Excerpts from Ask the Animals,
A Vet's Eye View of Pets and the People They Love

It reminded me again of the significant place that pets assume in our lives, the degree of emotion invested in their short time with us, and the value there is in honoring the iron fetters of attachment between people and their pets. It has always amazed me when my clients, after having to put their dear pets to sleep because of intractable pain or some untreatable malady, bring me cookies, send flowers, or write a note of thanks, as if my role in their pet’s demise was worthy of praise.

It is a vital role I play in the cycle of pet ownership, different and more melancholy, but no less necessary and certainly more profound than the puppy shots I administer or the lifesaving surgeries I perform throughout the course of a pet’s life. Having always felt the weight of the chore, it is a duty that I now take even more seriously, having lost my Ollie. Unfortunately, not every ill can be salved, not every pain relieved. I find myself all too often within the fragile circle being called upon to snip its tattered strands, to gently release the fetters of companionship. It is a grievous task, to be sure. But one that I am qualified to complete not because of my professional training or experience. My qualifications arise only because I am willing to do it from within the circle rather than from without.

Ollie’s ashes inhabit a small, rectangular tin with a black cat decorating its lid. Though it has been several years since that Thanksgiving holiday, the tin resides still in my sock drawer. . . And though we’ll bury his ashes, nothing will lay to rest the memories I have of him. They’re not so crushingly painful now, after the passing of a few years. Now they are sweet and melancholy and nostalgic and center around all the good times we shared.
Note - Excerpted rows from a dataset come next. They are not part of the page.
PR #7566, opened 2021-09-21
prevent ds/zvol creation if parent is readonly=on

yocalebo:
If the parent of a dataset or zvol is `readonly=on` then creation of the dataset is permitted via zfs. However, the mounting of the dataset (or opening of the underlying zvol) will fail with related read only errnos. There is no way to mount a dataset via the webUI so prevent the creation of said dataset/zvol in this scenario.


themylogin (approved):

yocalebo:
backport

PR #7570, opened 2021-09-22
Require method to be @private or have @accepts

themylogin:


anodos325:
Can't you just have midcli treat all methods that don't explicitly have an accepts decorator as private?

PR #7576, opened 2021-09-23
NAS-112521 / 21.10 / Generate SSH keys on startu if they are absent. Force SSH keys regene…

themylogin:
…ration if current database does not have them

### DIFF
--- a/src/middlewared/middlewared/plugins/ssh.py
+++ b/src/middlewared/middlewared/plugins/ssh.py
@@ -1,13 +1,13 @@
 import base64
 import hashlib
 import os
+import subprocess
 import syslog
 
 from middlewared.schema import accepts, Bool, Dict, Int, List, Patch, returns, Str, ValidationErrors
 from middlewared.validators import Range
 from middlewared.service import private, SystemServiceService
 import middlewared.sqlalchemy as sa
-from middlewared.utils import osc
 
 
 class SSHModel(sa.Model):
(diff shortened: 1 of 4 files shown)


src/middlewared/middlewared/plugins/ssh.py
```diff
@@ -190,18 +192,40 @@ def save_keys(self):
...
+        ]
+    ]
+
+    @private
+    def cleanup_keys(self):
+        config = self.middleware.call_sync("datastore.config", "services.ssh")
+        for path, column in self.keys:
+            if not config[column] and os.path.exists(path):
+                self.middleware.logger.warning("Removing irrelevant SSH host key %r", path)
+                os.unlink(path)
```
yocalebo, line 204: Should we catch an error here and log it if `unlink` fails for whatever reason?

src/middlewared/middlewared/service.py
```diff
@@ -1463,6 +1464,11 @@ def job_update(self, id, data):
                 extra=progress.get('extra'),
             )
 
+    @private
+    def is_boot(self):
```
yocalebo, line 1468: The name of this method is kind of strange. If I'm understanding your comment correctly, maybe name this something more appropriate like `def is_starting_during_boot` or something similar.

src/middlewared/middlewared/plugins/ssh.py
themylogin: I can't imagine a reason it fails. We are writing/deleting files on rootfs all over middleware without any exception handling.

yocalebo (approved):

PR #11144, opened 2023-04-21
NAS-121633 / 23.10 / don't generate ctdb unless glusterd is enabled

yocalebo:
ctdb api endpoints makes the assumption that the glusterd service is started. ctdb.conf needs to be gated on whether or not glusterd is enabled.


mgrimesix (approved):
Looks good to me.

yocalebo:
backport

Why do we do it, you may ask? Why suffer so deeply for just a few fleeting moments in time with our pets? Of all the memories I nourish of Ollie, none are more treasured than when, in the morning as I lie in bed before throwing off the covers, I close my eyes and feel the precious weight and the reverberating buzz of that tuxedoed kitty on my sleepy chest. Every tear, every sadness, even the bitterness of parting, when viewed through the prism of that memory is a price too small. (From the chapter “Ollie’s Final Fight”, the story of my first cat’s passing.)

 

It was not until the patient began to move a little that realization dawned. Imperceptibly the cat began to slide toward Melissa’s side of the table. Without looking up, I tried to correct the breakdown in patient restraint.

“Melissa, the cat is sliding just a bit your way. . . .” No response. “Melissa!”

I looked up just in time to see Melissa’s glassy eyes turn up to the ceiling, her legs give way, and her body begin to sag down and back. I lunged in her direction, but was too late to catch her. She tipped backward like a felled tree. There was a loud, resonant thud, like the crescendo of a kettledrum, as the back of her head connected with the stainless steel cage behind her. Unfortunately, her grip on reality faded more quickly than her grip on the surgical patient and he flew off the table on top of her, trailing a not-quite-yet-excised testicle behind him.

I raced around the treatment table to see if I could help one or the other of the now comatose duo on the floor. Fortunately for the cat, he had landed on her ample chest, suffering neither injury nor significant contamination of the surgical site. I lifted him quickly back onto the table. Still anesthetized, he was none the worse for wear and continued to sleep peacefully. I turned my attention to Melissa. (From the chapter “Not For The Faint of Heart," the story of one observer’s queasiness while watching surgery.)